Stored data entries

──────

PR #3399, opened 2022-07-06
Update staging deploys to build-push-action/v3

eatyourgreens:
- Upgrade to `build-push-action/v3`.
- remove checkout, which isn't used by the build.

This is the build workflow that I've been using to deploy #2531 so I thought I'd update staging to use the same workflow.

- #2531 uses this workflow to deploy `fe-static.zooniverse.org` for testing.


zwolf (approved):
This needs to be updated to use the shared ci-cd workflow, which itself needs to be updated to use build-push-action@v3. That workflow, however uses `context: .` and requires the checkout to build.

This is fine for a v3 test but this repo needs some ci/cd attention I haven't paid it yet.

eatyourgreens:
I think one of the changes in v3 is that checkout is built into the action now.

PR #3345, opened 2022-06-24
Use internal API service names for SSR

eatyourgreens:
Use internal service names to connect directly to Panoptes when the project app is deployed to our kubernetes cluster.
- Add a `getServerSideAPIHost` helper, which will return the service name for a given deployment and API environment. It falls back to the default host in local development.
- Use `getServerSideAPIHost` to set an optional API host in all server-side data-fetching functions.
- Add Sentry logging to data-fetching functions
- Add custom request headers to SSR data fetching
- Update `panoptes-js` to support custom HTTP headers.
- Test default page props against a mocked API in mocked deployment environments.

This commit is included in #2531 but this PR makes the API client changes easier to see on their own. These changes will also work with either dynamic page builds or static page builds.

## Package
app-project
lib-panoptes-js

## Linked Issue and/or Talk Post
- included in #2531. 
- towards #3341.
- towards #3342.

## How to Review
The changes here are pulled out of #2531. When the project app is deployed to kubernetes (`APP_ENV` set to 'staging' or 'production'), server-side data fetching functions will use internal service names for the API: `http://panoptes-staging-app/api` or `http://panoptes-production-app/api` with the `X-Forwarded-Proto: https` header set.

──────

## WORK REQUEST:
Only the lines above, from the first through the one holding "Use internal service names to", are to be output, and they must be copied exactly.

## SOLVED PROBLEM:
PR #3399, opened 2022-07-06
Update staging deploys to build-push-action/v3

eatyourgreens:
- Upgrade to `build-push-action/v3`.
- remove checkout, which isn't used by the build.

This is the build workflow that I've been using to deploy #2531 so I thought I'd update staging to use the same workflow.

- #2531 uses this workflow to deploy `fe-static.zooniverse.org` for testing.


zwolf (approved):
This needs to be updated to use the shared ci-cd workflow, which itself needs to be updated to use build-push-action@v3. That workflow, however uses `context: .` and requires the checkout to build.

This is fine for a v3 test but this repo needs some ci/cd attention I haven't paid it yet.

eatyourgreens:
I think one of the changes in v3 is that checkout is built into the action now.

PR #3345, opened 2022-06-24
Use internal API service names for SSR

eatyourgreens:
Use internal service names to connect directly to Panoptes when the project app is deployed to our kubernetes cluster.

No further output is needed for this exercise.